Directions for this task
Beginning with the opening line, restate the following material exactly, up through the line that contains "## Feature request".

□ □ □ □ □ □ □

PR #8645, opened 2019-01-18
feat(chunk): Introduce asyncChunkMode and default to 'eager'

### LINKED ISSUE #8644: [webpack-5] Default webpackMode to "eager" in `mode: "development"`
## Feature request

In my work with @MLoughry from the Outlook Web App team (arguably the largest web application deployed at Microsoft), we discovered during the update process from webpack 4 to webpack 5@alpha.6 (or whatever is the current latest build), that their "inner development loop" (AKA: Their local dev env using webpack-dev-server and incrementally rebuilding a single entrypoint on each change), that there was a *5-20% build time regression*

Some of this was alleviated by turning back on `unsafeCache: true` for relevant config properties, but it still wasn't not the win's that we were expecting. (Turns out caching really isn't relevant here in watch mode because WDS is using memory-fs anyways). 

So we decided to do some watch mode profiles to try and identify area's of opportunity or concern for their builds. Below is a screen shot of a CPU Profile Segment starting from a file change, to webpack finishing the incremental compilation: 

image

This segment shows the incremental rebuild taking 62.779 seconds for a single entrypoint (roughly 16-18k modules). 

Upon further inspection we noticed that ~60% (43.499 seconds) of this time spent was performing "file creation". See the sceenshot below which has highlighted `emitFiles` function being called continuously. 

image

For this function to be executing so many times, there would in theory have to be significant amount of chunk generation happening (this is usually caused by a team that is effectively using code-splitting throughout their application). After having @MLoughry scan their usage for that entry he comfirmed that indeed they are using `import()` **over 200-300 times throughout that single entry point**

This confirmed my theory that chunk creation via webpack is subjected to _at least_ a O(x) (linear) time complexity. 

The development loop time for OWA (consisting of easily 150-300 engineers) incredibly important as reducing time by a factor of 2-3x could mean millions of dollars of wasted engineering cost saved. Therefore, we don't have to focus on performance of the webpage itself when we are in our development evnironment. (Today webpack already makes these awesome tradeoffs via the `mode` feature). 

Since chunk creation is the main cost, we could reduce the number of bundles generated inside the development environment by setting the `webpackMode` for all async bundles to `eager`. This would cause chunks to load still using Promise.resolve (retaining behavior of a `import()`), meanwhile, emitting those modules into the same entry chunk, and not additional lazy bundles. 

To test this theory, we broke into the `ImportParserPlugin` and modified the default behavior from "lazy" to "eager". https://github.com/webpack/webpack/blob/4be6797700753a54b223600f01e941580b6a6ba3/lib/dependencies/ImportParserPlugin.js#L32-L36

Then we ran the exact same profiles to calculate the difference in incremental build times. **The results were astonishing.** Below, is a segmented profile from (once again) file change, to recompilation completion. 

image

As you can see in the highlighted segment, the new incremental build time, from the exact same set of modules was **5.036 seconds**. 

We then wanted to dig deeper to identify what the cost of the `emitFile` functions were now. See this subsection below: 

image

As seen in the screenshot the cost of file creation has now been reduced to  (.651 seconds) reducing the time complexity to near O(1). 

## Proposal
With the huge performance gains realized in this research we would like to propose altering the default `webpackMode` to "eager" for `mode: development`. The tradeoff's here are a potentially slower *booting* page, however this kind of trade-off is precidented via decisions like `eval` source-maps, not minifying, etc.

I don't believe that this has the potential to cause a "functional break" in development experience for users, because imports will still use `Promise.resolve()` to load modules therefore retaining its async behavior. 

## Implementation Details
It appears that the "infrastructure" is already in place to pass options from the ImportParserPlugin: 

https://github.com/webpack/webpack/blob/4be6797700753a54b223600f01e941580b6a6ba3/lib/dependencies/ImportParserPlugin.js#L18-L37

In addition options passed from the ImportPlugin also recieve options from WebpackOptionsApply:  

https://github.com/webpack/webpack/blob/4be6797700753a54b223600f01e941580b6a6ba3/lib/dependencies/ImportPlugin.js#L63-L65

Options are obtained from the configuration's `options.module` property:

https://github.com/webpack/webpack/blob/4be6797700753a54b223600f01e941580b6a6ba3/lib/WebpackOptionsApply.js#L338-L341

Therefore, we would update the ImportParserPlugin to set `webpackMode` based on a newly created property in `options.module` called  `defaultAsyncChunkMode;'eager'`. (Similarly we could make this a boolean property as well).

## Rationale
By making this a default we hold true to our fundemantals of #0CJS and have sane defaults for development envrionments. If users want to opt out of this behavior, they then have the ability to do so via `options.module.defaultAsyncChunkMode`. 

## Breaking Change Implications
This would _technically_ be considered a breaking change _behaviorally_ however, we are in webpack@5 alpha and this would be the place to make it. 

For the ~250 lazy chunks on Outlook Web App, we expect there to be no functional regressions from this change (and intend to test the submitted PR during its review process). 

Bring it on. :smirk:

TheLarkInn:
Fixes #8644 

Feature

Not yet, but we'll get there. 

Yes.

Technically this is a breaking change. By default webpack generates in `mode: development` a individual bundle for each use of `import()`. This PR would modify this behavior for the users dev environment to **not** create additional async bundles. 

However functionally this may only cause break's on extreme edge cases (strange SSR/mode usages?).

Addition of a new configuration property

```
module: {
  asnycChunkMode: "eager" // (or "lazy")
}
```

"eager" is the default for development environment, and "lazy" is the default for any other mode.

### DIFF
--- a/declarations/WebpackOptions.d.ts
+++ b/declarations/WebpackOptions.d.ts
@@ -470,6 +470,10 @@ export interface EntryObject {
  */
 export interface ModuleOptions {
 	/**
+	 * The default webpackMode for async bundles
+	 */
+	asyncChunkMode?: "eager" | "lazy";
+	/**
 	 * An array of rules applied by default for modules.
 	 */
 	defaultRules?: RuleSetRules;
--- a/lib/WebpackOptionsDefaulter.js
+++ b/lib/WebpackOptionsDefaulter.js
@@ -87,6 +87,10 @@ class WebpackOptionsDefaulter extends OptionsDefaulter {
 				};
 			}
 		});
+		this.set("module.asyncChunkMode", "make", options => {
+			if (options.mode === "development") return "eager";
+			return "lazy";
+		});
 		this.set("module.rules", []);
 		this.set("module.defaultRules", "make", options => [
 			{
--- a/lib/dependencies/ImportParserPlugin.js
+++ b/lib/dependencies/ImportParserPlugin.js
@@ -14,7 +14,13 @@ const ImportDependency = require("./ImportDependency");
 const ImportEagerDependency = require("./ImportEagerDependency");
 const ImportWeakDependency = require("./ImportWeakDependency");
 
+/** @typedef {import("../../declarations/WebpackOptions").ModuleOptions} ModuleOptions */
+/** @typedef {"lazy"|"weak"|"eager"|"lazy-once"|"async-weak"} WebpackMode */
+
 class ImportParserPlugin {
+	/**
+	 * @param {ModuleOptions} options Normal Module Factory options
+	 */
 	constructor(options) {
 		this.options = options;
 	}
@@ -30,7 +36,8 @@ class ImportParserPlugin {
 			const param = parser.evaluateExpression(expr.arguments[0]);
 
 			let chunkName = null;
-			let mode = "lazy";
+			/** @type {WebpackMode} */
+			let mode = this.options.asyncChunkMode;
 			let include = null;
 			let exclude = null;
 			const groupOptions = {};
--- a/lib/dependencies/ImportPlugin.js
+++ b/lib/dependencies/ImportPlugin.js
@@ -11,11 +11,21 @@ const ImportEagerDependency = require("./ImportEagerDependency");
 const ImportParserPlugin = require("./ImportParserPlugin");
 const ImportWeakDependency = require("./ImportWeakDependency");
 
+/** @typedef {import("../../declarations/WebpackOptions").ModuleOptions} ModuleOptions */
+/** @typedef {import("../Compiler")} Compiler */
+
 class ImportPlugin {
+	/**
+	 * @param {ModuleOptions} options Normal Module Factory options
+	 */
 	constructor(options) {
 		this.options = options;
 	}
 
+	/**
+	 * @param {Compiler} compiler webpack compiler instance
+	 * @returns {void}
+	 */
 	apply(compiler) {
 		const options = this.options;
 		compiler.hooks.compilation.tap(
--- a/schemas/WebpackOptions.json
+++ b/schemas/WebpackOptions.json
@@ -264,6 +264,10 @@
       "type": "object",
       "additionalProperties": false,
       "properties": {
+        "asyncChunkMode": {
+          "description": "The default webpackMode for async bundles",
+          "enum": ["eager", "lazy"]
+        },
         "defaultRules": {
           "description": "An array of rules applied by default for modules.",
           "anyOf": [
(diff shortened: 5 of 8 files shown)


MLoughry (approved):

TheLarkInn:
Note: fix this test

image

Also investigate source-map tests section based on errors.

Jessidhia:
My only obvious concern is that this will make it harder to catch CORS misconfigurations; but fixing CORS is a one-time thing, this build loop happens several times per hour...

ooflorent (dismissed):
I like this change but I'm not convinced by the option location. I think `output. asyncChunkMode` would be a better place.

ooflorent:
@TheLarkInn Could you update the test configurations to keep the old behavior?

MLoughry:
For some real-world data from Outlook Web's codebase, I ran both v5-alpha.6 and this branch in dev watch mode 5 times each, and triggered 5 incremental builds for each run.

| | initial build(avg) | first incremental build (avg) | subsequent incremental build (avg)|
|--|--|--|--|
| v5-alpha.6 | 237.8s | 53.1s | 13.4s |
| this PR | 179.5s | 5.21s | 4.12s |

TheLarkInn:
@ooflorent what do you think is the best approach here. Should I set mode `false` and update the values of the strings produced for that test?

ooflorent:
@TheLarkInn I think the existing tests should use `false`. This way you don't have to update them.

TheLarkInn:
@ooflorent did fixing initial errors find more errors? lol

TheLarkInn:
So I will have to approach this PR different.

Reaons: 
1. WebAssembly requires async chunks based on our archetecture for generating chunks / assets via manifest. 
2. We can't break WASM in Dev Mode (which this PR does) 

Alternative: 
1. Have this be an opt in feature for those who would want to turn it on via config for their dev mode. This way, the capability is still possible however users will know that it breaks WASM in Development mode. 

@sokra 
@ooflorent 

thoughts?

MLoughry:
This change is an incredible win for build performance on our project. Even if it's purely opt-in, I'm really looking forward to it.

EduardoRFS:
@TheLarkInn can't we have for now it opt-in only? Or "if is wasm go lazy", being realistic we don't use wasm but the performance boost that we get in that is huge

sibelius:
more everybody that wants to solve this on development right now on webpack 4

try this patch-package https://gist.github.com/sibelius/baf12454c371e9d6c728376c39d9f1e0

I do recommend to only apply the patch on development, not sure about production builds effects

this will break hot reload, but it will rebuild faster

□ □ □ □ □ □ □

Expected answer
PR #8645, opened 2019-01-18
feat(chunk): Introduce asyncChunkMode and default to 'eager'

### LINKED ISSUE #8644: [webpack-5] Default webpackMode to "eager" in `mode: "development"`
## Feature request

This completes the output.